### TASK BRIEF
If a line in the data below holds the word "Information", copy it.

### SUPPLIED ENTRIES
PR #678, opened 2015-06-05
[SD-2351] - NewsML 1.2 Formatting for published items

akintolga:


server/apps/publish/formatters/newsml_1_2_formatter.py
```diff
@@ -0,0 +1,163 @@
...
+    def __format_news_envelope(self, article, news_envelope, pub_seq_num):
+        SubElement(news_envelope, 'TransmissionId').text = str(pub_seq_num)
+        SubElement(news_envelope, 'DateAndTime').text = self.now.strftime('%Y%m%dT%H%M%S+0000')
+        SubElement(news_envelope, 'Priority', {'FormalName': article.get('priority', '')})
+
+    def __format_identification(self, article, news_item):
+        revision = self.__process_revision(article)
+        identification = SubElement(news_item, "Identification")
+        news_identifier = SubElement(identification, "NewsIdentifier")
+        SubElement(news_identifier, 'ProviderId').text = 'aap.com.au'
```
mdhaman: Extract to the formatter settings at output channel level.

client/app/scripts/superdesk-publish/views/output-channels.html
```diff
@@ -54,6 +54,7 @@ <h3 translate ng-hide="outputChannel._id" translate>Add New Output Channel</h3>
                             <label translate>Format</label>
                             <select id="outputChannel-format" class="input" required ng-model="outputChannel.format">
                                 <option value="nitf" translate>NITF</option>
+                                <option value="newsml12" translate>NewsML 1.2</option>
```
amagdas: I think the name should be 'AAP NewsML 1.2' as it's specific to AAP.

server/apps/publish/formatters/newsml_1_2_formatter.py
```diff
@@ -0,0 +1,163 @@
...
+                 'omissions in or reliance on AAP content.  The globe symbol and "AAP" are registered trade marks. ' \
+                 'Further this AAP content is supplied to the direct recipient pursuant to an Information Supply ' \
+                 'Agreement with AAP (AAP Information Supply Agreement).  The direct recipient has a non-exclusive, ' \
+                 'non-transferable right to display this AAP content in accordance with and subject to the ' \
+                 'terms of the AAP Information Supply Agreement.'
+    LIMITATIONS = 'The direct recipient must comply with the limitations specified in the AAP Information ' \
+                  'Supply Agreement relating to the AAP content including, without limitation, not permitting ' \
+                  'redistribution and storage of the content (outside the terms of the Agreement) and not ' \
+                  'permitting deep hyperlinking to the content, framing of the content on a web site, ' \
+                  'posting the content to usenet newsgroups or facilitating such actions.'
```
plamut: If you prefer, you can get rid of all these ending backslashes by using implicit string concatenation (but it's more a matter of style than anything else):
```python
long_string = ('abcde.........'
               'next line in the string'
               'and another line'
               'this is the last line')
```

### SOLUTION TO THE PROBLEM
+                 'Further this AAP content is supplied to the direct recipient pursuant to an Information Supply ' \
+                 'Agreement with AAP (AAP Information Supply Agreement).  The direct recipient has a non-exclusive, ' \
+                 'terms of the AAP Information Supply Agreement.'
+    LIMITATIONS = 'The direct recipient must comply with the limitations specified in the AAP Information ' \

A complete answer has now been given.